Shift workers sleeping at erratic hours. Students pulling all-nighters. Menopausal women tossing and turning in bed from hot flashes.

There are a host of reasons why people have periods of poor sleep. And anyone who’s endured back-to-back nights of sub-par slumber likely knows the result: Feelings of brain fog, grogginess or even memory issues.

In the short-term, those cognitive hiccups are usually manageable. Take new parents for instance, says a sleep scientist affiliated with the Canadian Institutes of Health Research.

It can be a couple of years of pretty serious sleep loss, and they still push through, said John Peever. But whether or not they could sustain that over many years, I think the answer to that question would be no.
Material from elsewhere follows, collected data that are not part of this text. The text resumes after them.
PR #621, opened 2019-08-28
reducing cyclomatic complexity when parsing opentracing tags.

codingsince1985:


axw:
@codingsince1985 sorry for the delay in responding - thanks for the PR!

I like the simplicity, but this is going to impact performance: particularly the `clone` call, but also the fmt.Sprintf-then-parse for `http.status_code` and `error`. Do you have any ideas of how to simplify the code without sacrificing performance?

codingsince1985:
Thank you @axw. My plan was to get rid of the O(n^2) complexity when parsing tags. It definitely introduces a cost, which may hardly to be justified. Locally it takes ~2,000ns to clone 10 tag entries, which is ~0.5% increase when measuring existing test cases.
Please feel free to close this PR. I may submit another one this weekend, which will follow current way of doing thing, just faster.

axw:
OK. I admit I've never liked this bit of the code, but it was done for performance. We're careful to minimise overhead added to applications, as minor as it may be.

I'll close it - thank you anyway!

PR #622, opened 2019-09-01
stringify only when necessary

codingsince1985:
Benchmark setting span and transaction context.
Before
```
$ go test -bench=.
goos: linux
goarch: amd64
pkg: go.elastic.co/apm/module/apmot
BenchmarkSetSpanContext-4          	  300000	      4201 ns/op
BenchmarkSetTransactionContext-4   	  300000	      4593 ns/op
PASS
ok  	go.elastic.co/apm/module/apmot	2.881s
```
After
```
$ go test -bench=.
goos: linux
goarch: amd64
pkg: go.elastic.co/apm/module/apmot
BenchmarkSetSpanContext-4          	 1000000	      2148 ns/op
BenchmarkSetTransactionContext-4   	  500000	      2297 ns/op
PASS
ok  	go.elastic.co/apm/module/apmot	3.803s
```


module/apmot/span_test.go
```diff
@@ -0,0 +1,58 @@
+package apmot
```
axw: This file is failing the `goimports` check in CI, as the imports aren't grouped. Also, it'll fail the license check, as it's missing a header. You can fix these two things by running `make update-licenses fmt`

module/apmot/span_test.go
```diff
@@ -0,0 +1,58 @@
...
+
+import (
+	"go.elastic.co/apm"
+	"testing"
+)
+
+func BenchmarkSetSpanContext(b *testing.B) {
```
axw: I think these benchmarks are a bit too low level, seeing as it's only possible for `setSpanContext` and `setTransactionContext` to be called via `Span.Finish`/`FinishWithOptions`.

How about changing them to start and finish real OT spans? i.e.

```go
tracer := apmot.New(apmot.WithTracer(apmtest.DiscardTracer))
for i := 0; i < b.N; i++ {
    span := tracer.StartSpanWithOptions("span", opentracing.StartSpanOptions{
        Tags: map[string]interface{}{/* tags go here */},
    })
    span.Finish()
}
```

codingsince1985: Unfortunately, `tracer` in this case is of `opentracing.Tracer` type, which doesn't have `StartSpanWithOptions()`, I may have to go with `StartSpan()`. Will look into it tomorrow.

axw: Sorry, I was conflating the implementation with the interface. You could instead pass an `opentracing.Tags` into `tracer.StartSpan`.

codingsince1985: Benchmark span finish.
Before
```
$ go test -bench=. tracer_test.go
goos: linux
goarch: amd64
pkg: go.elastic.co/apm/module/apmot
BenchmarkSpanSetSpanContext-4   	  200000	     10252 ns/op
BenchmarkSpanSetTxContext-4     	  100000	     11307 ns/op
PASS
ok  	go.elastic.co/apm/module/apmot	3.552s
```
After
```
$ go test -bench=. tracer_test.go
goos: linux
goarch: amd64
pkg: go.elastic.co/apm/module/apmot
BenchmarkSpanSetSpanContext-4   	  200000	      7656 ns/op
BenchmarkSpanSetTxContext-4     	  200000	      8064 ns/op
PASS
ok  	go.elastic.co/apm/module/apmot	3.480s
```

axw: Nice, thanks! Will you delete span_test.go? I think the benchmarks you added to tracer_test.go are sufficient?

codingsince1985: done.

axw:
jenkins run the tests please

PR #635, opened 2019-09-17
Introduce TraceFormatter, add log correlation docs

axw:
Introduce TraceFormatter, a function taking a context and returning a fmt.Formatter that can format trace, transaction, and span IDs.

Also, add documentation around log correlation.


docs/log-correlation.asciidoc
```diff
@@ -0,0 +1,119 @@
...
+There are two main approaches you can take, depending on whether you are using structured
+or unstructured logging.
+
+[float]
+[[log-correlation-manual-structured]]
+==== Manual log correlation (structured)
+
+For correlating structured logs with traces, the following fields should be added to your logs:
+
+ - trace.id
```
bmorelli25: Any reason why these aren't formatted as code? For example, `trace.id` like you do [here](https://github.com/elastic/apm-agent-go/pull/635/files#diff-9b5a72acb7c2dd95c30074560cccc3beR199).

docs/log-correlation.asciidoc
```diff
@@ -0,0 +1,119 @@
...
+
+Given a transaction object, you can obtain its trace ID and transaction ID using
+the <<transaction-tracecontext, apm.Transaction.TraceContext>> method. Similarly,
+given a span object, you can obtain its span ID using <<span-tracecontext, apm.Span.TraceContext>>.
+
+If you use the context APIs to start transactions and spans, then you can obtain
+the context's current transaction using <<apm-transaction-from-context, apm.TransactionFromContext>>,
+and current span using <<apm-span-from-context, apm.SpanFromContext>>. Note that if
+a transaction is not sampled, `apm.TransactionFromContext` will return `nil`.
+Similarly, spans may be dropped by the agent, so `apm.SpanFromContext` may also return nil.
```
bmorelli25:
```suggestion
Similarly, spans may be dropped by the agent, so `apm.SpanFromContext` may also return `nil`.
```

To match formatting from the line above

docs/log-correlation.asciidoc
```diff
@@ -0,0 +1,119 @@
...
+	labels["trace.id"] = traceContext.Trace.String()
+	labels["transaction.id"] = traceContext.Span.String()
+	if span := apm.SpanFromContext(ctx); span != nil {
+		labels["span.id"] = span.TraceContext().Span
+	}
+}
+----
+
+You can follow this article in order to ingest JSON-encoded logs with Filebeat:
+{blog-ref}how-to-instrument-your-go-app-with-the-elastic-apm-go-agent#logs[How to instrument your Go app with the Elastic APM Go agent].
```
bmorelli25: I agree that the content of this link is better suited for a blog post than documentation, but I'm wondering if you think it's possible/useful to include some of this information in the docs?

docs/log-correlation.asciidoc
```diff
@@ -0,0 +1,119 @@
...
+[[log-correlation-manual-unstructured]]
+==== Manual log correlation (unstructured)
+
+For correlating unstructured logs (e.g. basic printf-style logging, like the standard library's
+`log` package), then you will need to need to include the trace IDs in your log message, and then
+extract them using Filebeat.
+
+If you already have a transaction and/or span object, then you can use the
+<<transaction-tracecontext, Transaction.TraceContext>> and <<span-tracecontext, Span.TraceContext>>
+methods. The trace, transaction and span ID types all provide `String` methods that yield
```
bmorelli25: Adds the oxford comma
```suggestion
methods. The trace, transaction, and span ID types all provide `String` methods that yield
```

docs/log-correlation.asciidoc
axw: None at all, will fix.

docs/log-correlation.asciidoc
axw: I would love to see more guided walkthroughs in our docs in general. For the specific case of how to ingest JSON logs using Filebeat, to me it seems more appropriate to add it to FIlebeat docs than here. WDYT?

bmorelli25: Yeah, it's a tough line to toe. Our docs are so difficult to navigate cross-stack that I worry about users getting lost along the way. With this in mind, I've added a small amount of Filebeat information to the central documentation for this feature -- with the hopes that it will be helpful enough for users, and not be too difficult to maintain.

https://github.com/elastic/apm-server/pull/2672

axw: Cool, I'll link to that instead then.

axw: ... of course that's not actually merged yet, so I can't. I'll update the Go docs once that's merged and released.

A growing body of research points to clear links between deep sleep and memory formation and, on the flip side, the possibility of dire consequences when someone’s sleep quality erodes over time.

A new paper published in JAMA Neurology (new window) found even a one per cent reduction in deep sleep each year in individuals aged 60 and up was associated with a significantly higher risk of developing dementia.

The scientists looked at roughly 350 participants enrolled in the Framingham Heart Study (new window) — a long-term, multigenerational American research project — who completed two overnight sleep studies as part of the research.

During nearly two decades of follow-up, the team identified 52 cases of dementia among the participants. The researchers adjusted for other factors such as age, sex and sleeping medication use, and still found each percentage decrease in deep sleep per year was linked to a 27 per cent higher dementia risk.

That data couldn’t say whether the sleep decline caused the dementia — or which came first — but we do know sleep matters for our mental functioning.

Good sleep seems to be involved in so many things that are important for a healthy and well-functioning brain, noted lead researcher Matthew Pase, a sleep scientist from the Monash School of Psychological Sciences and the Turner Institute for Brain and Mental Health in Melbourne, Australia.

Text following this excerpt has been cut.